== WORK INSTRUCTIONS ==
Each line from the one containing "Resolves #6828. Part" through the end of the entries below must be output exactly; no other line belongs.

== DATA PROVIDED ==
PR #6829, opened 2022-05-16
Fix MayWithdraw modifier calculation

### LINKED ISSUE #6828: Survivalism III melee retreat not working
A unit with Suvivalism III i supposed to have a 75% chance of retreating before being attacked in melee. It was reported on Discord by Vsynk#7904 that it does not work. 

Might actually just be them hitting the 25% all the time :D I have not investigated this yet.

OptimizedForDensity:
Resolves #6828. Part of the calculation was off by a factor of 100 so a slinger with an 80% chance of withdrawal would have its base withdrawal chance calculated at -1900% so it would always fail to withdraw. All promotions or units which use ```UniqueType.MayWithdraw``` should be corrected (tested with slinger and survivalism III at least and those units will mostly withdraw with the occasional failure to withdraw).

### DIFF
--- a/core/src/com/unciv/logic/battle/Battle.kt
+++ b/core/src/com/unciv/logic/battle/Battle.kt
@@ -77,7 +77,7 @@ object Battle {
         // Withdraw from melee ability
         if (attacker is MapUnitCombatant && attacker.isMelee() && defender is MapUnitCombatant) {
             val withdrawUniques = defender.unit.getMatchingUniques(UniqueType.MayWithdraw)
-            val baseWithdrawChance = 100-withdrawUniques.fold(100) { probability, unique -> probability * (100-unique.params[0].toInt()) }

== REPLY ==
Resolves #6828. Part of the calculation was off by a factor of 100 so a slinger with an 80% chance of withdrawal would have its base withdrawal chance calculated at -1900% so it would always fail to withdraw. All promotions or units which use ```UniqueType.MayWithdraw``` should be corrected (tested with slinger and survivalism III at least and those units will mostly withdraw with the occasional failure to withdraw).

### DIFF
--- a/core/src/com/unciv/logic/battle/Battle.kt
+++ b/core/src/com/unciv/logic/battle/Battle.kt
@@ -77,7 +77,7 @@ object Battle {
         // Withdraw from melee ability
         if (attacker is MapUnitCombatant && attacker.isMelee() && defender is MapUnitCombatant) {
             val withdrawUniques = defender.unit.getMatchingUniques(UniqueType.MayWithdraw)
-            val baseWithdrawChance = 100-withdrawUniques.fold(100) { probability, unique -> probability * (100-unique.params[0].toInt()) }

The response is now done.